» Task objective: Answer with one number only: the count of lines below that hold the word "anyMatch".

» Data listing:

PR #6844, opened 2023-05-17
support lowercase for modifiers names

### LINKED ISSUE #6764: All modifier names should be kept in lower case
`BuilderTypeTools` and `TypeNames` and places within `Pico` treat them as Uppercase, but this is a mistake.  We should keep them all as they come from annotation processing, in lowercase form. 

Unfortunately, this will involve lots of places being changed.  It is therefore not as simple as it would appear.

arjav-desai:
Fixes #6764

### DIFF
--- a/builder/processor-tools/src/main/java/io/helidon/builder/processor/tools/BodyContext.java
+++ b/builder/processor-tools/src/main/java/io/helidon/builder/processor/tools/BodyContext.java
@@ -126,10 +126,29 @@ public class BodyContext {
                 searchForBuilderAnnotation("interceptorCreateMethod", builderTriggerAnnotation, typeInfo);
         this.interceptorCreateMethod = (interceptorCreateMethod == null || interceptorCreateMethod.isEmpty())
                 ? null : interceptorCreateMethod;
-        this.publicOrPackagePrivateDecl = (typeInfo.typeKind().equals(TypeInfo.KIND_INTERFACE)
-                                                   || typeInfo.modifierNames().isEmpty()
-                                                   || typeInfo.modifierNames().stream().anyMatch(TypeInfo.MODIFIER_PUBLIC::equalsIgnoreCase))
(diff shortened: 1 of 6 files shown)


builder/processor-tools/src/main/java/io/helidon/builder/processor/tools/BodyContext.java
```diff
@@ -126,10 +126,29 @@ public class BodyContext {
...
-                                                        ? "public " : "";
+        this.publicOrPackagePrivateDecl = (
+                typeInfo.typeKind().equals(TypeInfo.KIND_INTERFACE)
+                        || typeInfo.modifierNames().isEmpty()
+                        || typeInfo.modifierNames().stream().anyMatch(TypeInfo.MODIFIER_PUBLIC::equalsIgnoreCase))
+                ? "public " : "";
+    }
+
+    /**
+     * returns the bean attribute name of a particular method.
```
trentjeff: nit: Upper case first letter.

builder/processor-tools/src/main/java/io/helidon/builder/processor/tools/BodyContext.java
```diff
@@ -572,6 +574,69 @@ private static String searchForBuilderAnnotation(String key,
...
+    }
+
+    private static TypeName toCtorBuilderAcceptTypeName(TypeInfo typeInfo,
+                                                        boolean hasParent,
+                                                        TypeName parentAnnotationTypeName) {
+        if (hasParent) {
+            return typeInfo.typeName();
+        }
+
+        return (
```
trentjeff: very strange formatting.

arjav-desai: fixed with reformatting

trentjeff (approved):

---

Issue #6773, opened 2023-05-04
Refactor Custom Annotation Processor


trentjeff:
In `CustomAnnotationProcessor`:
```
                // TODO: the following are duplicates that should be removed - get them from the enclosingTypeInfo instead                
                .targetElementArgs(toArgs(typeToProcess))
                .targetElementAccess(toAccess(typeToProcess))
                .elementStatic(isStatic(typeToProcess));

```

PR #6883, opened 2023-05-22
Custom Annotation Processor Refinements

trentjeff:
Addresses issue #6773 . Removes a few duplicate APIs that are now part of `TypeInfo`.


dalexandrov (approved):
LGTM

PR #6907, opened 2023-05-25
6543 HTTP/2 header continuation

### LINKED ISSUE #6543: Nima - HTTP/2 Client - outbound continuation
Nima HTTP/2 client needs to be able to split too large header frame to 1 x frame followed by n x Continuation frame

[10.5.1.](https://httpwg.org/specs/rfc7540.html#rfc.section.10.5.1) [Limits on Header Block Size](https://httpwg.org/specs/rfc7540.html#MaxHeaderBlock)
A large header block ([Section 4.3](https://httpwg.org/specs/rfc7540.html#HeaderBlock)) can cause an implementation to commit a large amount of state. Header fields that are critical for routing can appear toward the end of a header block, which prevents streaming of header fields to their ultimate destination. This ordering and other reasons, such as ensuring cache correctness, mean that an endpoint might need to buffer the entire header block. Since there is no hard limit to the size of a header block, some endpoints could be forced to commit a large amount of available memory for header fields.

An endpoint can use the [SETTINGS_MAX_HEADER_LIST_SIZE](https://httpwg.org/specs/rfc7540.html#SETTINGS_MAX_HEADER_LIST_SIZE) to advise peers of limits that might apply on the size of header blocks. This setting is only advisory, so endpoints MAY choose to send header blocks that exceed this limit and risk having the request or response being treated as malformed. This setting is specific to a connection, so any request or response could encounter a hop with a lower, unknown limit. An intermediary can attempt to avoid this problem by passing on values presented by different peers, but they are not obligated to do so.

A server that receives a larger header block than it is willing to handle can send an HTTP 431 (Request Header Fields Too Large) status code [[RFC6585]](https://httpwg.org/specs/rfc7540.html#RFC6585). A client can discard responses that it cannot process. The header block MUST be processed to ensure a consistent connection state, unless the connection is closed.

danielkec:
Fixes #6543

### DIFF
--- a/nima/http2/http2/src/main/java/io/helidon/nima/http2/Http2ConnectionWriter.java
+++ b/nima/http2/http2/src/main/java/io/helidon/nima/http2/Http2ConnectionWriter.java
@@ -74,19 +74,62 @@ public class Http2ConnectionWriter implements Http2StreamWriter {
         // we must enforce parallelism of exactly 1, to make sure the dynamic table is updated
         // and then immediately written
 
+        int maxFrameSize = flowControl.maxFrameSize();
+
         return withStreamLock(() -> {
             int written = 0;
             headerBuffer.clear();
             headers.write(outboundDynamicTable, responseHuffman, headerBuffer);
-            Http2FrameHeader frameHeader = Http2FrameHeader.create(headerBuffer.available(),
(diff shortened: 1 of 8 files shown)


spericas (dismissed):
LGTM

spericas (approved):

» Output for this task: 2